- **TRY IT**
From the entries below, copy each line in which the word "examples" occurs.

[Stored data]
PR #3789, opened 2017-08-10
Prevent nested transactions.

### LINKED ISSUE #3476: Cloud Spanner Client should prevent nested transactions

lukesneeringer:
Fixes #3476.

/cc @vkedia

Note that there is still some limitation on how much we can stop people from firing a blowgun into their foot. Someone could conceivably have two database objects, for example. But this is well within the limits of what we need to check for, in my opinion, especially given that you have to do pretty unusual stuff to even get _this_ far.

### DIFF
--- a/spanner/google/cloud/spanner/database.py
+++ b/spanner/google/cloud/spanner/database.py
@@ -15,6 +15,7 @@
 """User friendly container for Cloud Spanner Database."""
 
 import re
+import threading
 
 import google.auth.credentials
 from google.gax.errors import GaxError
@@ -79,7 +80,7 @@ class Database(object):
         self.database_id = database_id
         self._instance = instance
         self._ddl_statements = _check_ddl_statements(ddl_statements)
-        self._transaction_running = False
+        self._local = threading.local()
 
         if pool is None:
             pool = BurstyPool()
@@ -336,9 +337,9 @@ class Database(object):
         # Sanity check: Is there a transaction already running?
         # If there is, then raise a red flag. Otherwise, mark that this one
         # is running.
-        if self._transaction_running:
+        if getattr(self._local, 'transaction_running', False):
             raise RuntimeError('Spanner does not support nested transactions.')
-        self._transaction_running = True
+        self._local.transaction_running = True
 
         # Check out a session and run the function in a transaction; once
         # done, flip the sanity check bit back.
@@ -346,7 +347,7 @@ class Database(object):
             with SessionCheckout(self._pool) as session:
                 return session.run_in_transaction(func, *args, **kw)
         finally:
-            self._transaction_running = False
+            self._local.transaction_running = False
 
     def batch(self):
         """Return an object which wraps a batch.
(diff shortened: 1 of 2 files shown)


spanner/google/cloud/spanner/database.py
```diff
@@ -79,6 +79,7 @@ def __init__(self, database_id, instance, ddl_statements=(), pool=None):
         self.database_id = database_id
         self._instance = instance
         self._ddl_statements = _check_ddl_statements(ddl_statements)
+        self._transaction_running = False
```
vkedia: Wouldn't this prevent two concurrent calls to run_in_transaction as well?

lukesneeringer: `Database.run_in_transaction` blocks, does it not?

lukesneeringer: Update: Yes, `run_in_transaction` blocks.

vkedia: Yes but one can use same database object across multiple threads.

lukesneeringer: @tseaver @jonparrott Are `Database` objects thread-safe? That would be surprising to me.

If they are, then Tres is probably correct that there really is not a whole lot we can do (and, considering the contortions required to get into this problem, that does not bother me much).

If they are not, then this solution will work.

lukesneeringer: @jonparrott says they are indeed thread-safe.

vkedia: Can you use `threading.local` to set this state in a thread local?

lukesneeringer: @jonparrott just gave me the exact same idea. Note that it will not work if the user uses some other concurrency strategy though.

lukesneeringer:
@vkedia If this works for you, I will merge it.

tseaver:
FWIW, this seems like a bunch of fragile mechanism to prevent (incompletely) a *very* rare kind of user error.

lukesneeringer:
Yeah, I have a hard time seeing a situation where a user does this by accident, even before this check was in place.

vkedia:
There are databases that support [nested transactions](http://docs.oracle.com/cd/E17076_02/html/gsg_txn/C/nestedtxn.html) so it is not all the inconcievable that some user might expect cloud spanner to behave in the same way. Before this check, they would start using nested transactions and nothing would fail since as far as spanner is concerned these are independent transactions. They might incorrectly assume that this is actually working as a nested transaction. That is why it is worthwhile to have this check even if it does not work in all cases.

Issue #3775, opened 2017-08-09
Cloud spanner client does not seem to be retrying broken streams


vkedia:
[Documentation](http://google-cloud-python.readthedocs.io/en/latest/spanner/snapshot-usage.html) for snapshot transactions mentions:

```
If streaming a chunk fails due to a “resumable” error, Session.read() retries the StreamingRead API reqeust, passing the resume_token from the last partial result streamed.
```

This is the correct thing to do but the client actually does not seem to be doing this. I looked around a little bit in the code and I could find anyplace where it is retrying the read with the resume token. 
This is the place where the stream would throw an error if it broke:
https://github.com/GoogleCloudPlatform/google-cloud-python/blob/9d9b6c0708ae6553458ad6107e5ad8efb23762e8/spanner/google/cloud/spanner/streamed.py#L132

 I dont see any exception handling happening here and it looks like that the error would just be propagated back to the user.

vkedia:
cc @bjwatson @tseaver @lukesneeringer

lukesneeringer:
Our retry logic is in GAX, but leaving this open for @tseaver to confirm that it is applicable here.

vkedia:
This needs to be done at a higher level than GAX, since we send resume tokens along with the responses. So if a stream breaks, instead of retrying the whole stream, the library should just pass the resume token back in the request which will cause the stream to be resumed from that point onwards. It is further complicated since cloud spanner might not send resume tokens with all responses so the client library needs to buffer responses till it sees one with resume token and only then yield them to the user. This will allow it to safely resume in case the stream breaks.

---

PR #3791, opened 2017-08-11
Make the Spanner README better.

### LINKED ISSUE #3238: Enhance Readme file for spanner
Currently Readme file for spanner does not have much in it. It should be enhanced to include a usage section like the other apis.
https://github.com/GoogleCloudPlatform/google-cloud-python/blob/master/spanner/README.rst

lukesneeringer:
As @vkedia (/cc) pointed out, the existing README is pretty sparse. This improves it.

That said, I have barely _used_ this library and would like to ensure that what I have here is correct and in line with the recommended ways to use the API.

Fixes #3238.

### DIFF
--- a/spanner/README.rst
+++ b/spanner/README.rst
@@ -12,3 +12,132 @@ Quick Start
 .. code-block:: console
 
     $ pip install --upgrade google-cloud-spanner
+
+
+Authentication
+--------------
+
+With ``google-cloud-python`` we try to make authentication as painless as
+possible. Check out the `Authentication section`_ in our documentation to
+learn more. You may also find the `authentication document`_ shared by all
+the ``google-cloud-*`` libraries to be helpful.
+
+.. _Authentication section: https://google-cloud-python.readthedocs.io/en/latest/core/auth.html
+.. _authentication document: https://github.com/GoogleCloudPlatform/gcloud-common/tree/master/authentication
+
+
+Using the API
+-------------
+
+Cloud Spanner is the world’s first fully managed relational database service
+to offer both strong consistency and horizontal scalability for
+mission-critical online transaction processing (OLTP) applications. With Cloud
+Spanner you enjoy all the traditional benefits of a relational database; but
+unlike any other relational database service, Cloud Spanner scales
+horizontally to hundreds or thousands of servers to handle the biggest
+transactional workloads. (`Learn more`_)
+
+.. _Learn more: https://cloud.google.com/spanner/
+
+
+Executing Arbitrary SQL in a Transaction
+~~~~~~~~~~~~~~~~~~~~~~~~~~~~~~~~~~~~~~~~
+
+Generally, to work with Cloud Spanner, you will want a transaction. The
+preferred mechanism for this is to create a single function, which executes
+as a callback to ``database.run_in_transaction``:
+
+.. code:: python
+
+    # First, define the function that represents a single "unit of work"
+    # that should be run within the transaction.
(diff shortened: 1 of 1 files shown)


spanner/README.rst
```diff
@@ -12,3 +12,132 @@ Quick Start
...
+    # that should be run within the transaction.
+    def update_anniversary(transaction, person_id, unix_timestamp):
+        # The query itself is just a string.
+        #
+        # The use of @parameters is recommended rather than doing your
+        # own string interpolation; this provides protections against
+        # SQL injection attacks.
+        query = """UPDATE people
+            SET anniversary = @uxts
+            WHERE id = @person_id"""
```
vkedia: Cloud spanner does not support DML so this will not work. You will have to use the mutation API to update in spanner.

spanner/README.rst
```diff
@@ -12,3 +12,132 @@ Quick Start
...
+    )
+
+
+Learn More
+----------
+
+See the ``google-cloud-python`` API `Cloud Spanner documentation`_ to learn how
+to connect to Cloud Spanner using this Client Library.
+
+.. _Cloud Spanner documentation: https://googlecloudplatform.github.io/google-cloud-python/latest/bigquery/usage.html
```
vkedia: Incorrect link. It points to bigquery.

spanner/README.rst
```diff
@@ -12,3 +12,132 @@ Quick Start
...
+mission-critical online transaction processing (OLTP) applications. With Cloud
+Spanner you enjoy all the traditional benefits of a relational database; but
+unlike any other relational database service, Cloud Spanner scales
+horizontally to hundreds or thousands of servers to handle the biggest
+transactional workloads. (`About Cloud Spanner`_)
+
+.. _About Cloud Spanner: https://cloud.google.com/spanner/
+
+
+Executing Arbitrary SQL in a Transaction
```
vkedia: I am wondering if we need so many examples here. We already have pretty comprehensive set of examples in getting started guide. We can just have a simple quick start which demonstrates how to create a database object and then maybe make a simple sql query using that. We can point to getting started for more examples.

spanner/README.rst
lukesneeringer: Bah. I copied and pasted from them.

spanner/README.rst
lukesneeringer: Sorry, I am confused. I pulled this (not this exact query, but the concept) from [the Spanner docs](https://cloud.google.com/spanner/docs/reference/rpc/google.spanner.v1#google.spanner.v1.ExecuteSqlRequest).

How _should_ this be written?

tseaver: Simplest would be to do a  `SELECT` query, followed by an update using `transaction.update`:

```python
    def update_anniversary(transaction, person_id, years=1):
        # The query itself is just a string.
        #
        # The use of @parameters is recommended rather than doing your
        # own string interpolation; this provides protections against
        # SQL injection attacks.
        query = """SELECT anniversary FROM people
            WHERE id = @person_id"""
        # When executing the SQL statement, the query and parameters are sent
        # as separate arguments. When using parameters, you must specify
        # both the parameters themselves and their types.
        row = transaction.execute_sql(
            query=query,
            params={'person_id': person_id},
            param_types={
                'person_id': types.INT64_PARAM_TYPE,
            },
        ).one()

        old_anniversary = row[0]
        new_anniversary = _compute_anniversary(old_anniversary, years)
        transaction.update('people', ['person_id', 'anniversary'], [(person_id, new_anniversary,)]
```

---

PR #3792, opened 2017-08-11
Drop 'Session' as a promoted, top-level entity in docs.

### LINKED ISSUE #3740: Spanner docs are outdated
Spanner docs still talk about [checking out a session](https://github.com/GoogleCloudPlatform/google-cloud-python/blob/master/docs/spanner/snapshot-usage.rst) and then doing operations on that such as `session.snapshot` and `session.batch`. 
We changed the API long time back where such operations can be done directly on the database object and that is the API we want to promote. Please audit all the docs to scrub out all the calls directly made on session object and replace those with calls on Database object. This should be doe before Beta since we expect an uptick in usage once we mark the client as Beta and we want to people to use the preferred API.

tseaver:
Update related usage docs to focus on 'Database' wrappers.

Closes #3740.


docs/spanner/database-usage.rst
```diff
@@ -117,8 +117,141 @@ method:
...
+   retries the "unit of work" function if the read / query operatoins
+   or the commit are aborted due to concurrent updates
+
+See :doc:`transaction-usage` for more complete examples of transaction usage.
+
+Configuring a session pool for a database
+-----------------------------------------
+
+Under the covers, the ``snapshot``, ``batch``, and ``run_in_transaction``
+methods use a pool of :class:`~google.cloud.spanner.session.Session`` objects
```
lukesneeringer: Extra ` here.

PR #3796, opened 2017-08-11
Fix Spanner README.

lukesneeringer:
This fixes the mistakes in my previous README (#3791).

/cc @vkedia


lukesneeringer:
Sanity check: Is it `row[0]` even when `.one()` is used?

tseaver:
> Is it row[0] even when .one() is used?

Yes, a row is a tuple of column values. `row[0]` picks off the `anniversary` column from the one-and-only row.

- **ANSWER TO THE EXERCISE**
vkedia: I am wondering if we need so many examples here. We already have pretty comprehensive set of examples in getting started guide. We can just have a simple quick start which demonstrates how to create a database object and then maybe make a simple sql query using that. We can point to getting started for more examples.
+See :doc:`transaction-usage` for more complete examples of transaction usage.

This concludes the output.